▶ **TRY IT**: Report every line in the listing below where the string "image" shows up.

▶ **DATA UNDER STUDY**:
PR #462, opened 2021-07-20
Added implementation in Oracle PLSQL

fvbakel:
## Description
Added implementation in Oracle PLSQL. See README.md for the details.

## Contributing requirements


marghidanu:
Please fix the CI errors for your solution in order to move forward.

fvbakel:
@marghidanu I fixed the original issue with a workaround. However the build still fails due to lack of diskspace. I don't know how to solve that.

rbergen:
The technical issue here is that the base image is so big (6.5+GB) that it breaks our CI. I also think that's too much to be able to include it in our automated benchmark run. 

However, there is a more fundamental problem of a different nature. That is that the Dockerfile pulls in Oracle XE, which is commercial software with a proprietary license. I don't think we can pull that into the project without exposing ourselves and those cloning or forking the repo to legal risk I simply can't accept. 

Regretfully, this means that I will have to conclude that we will not be able to merge this.

fvbakel:
@rbergen I don't want to get involved in license issues, so thank you for the warning. I thought it should be fine because the Docker image is build with tools provided by Oracle and the [Oracle-XE](https://www.oracle.com/database/technologies/appdev/xe.html) site reads:

>You get an Oracle Database to use in any environment, plus the ability to embed and redistribute – all completely free!

But just to be on the save side, I will close this PR and remove the pre-backed Dockerfile.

▶ **RESPONSE**:
The technical issue here is that the base image is so big (6.5+GB) that it breaks our CI. I also think that's too much to be able to include it in our automated benchmark run. 
@rbergen I don't want to get involved in license issues, so thank you for the warning. I thought it should be fine because the Docker image is build with tools provided by Oracle and the [Oracle-XE](https://www.oracle.com/database/technologies/appdev/xe.html) site reads:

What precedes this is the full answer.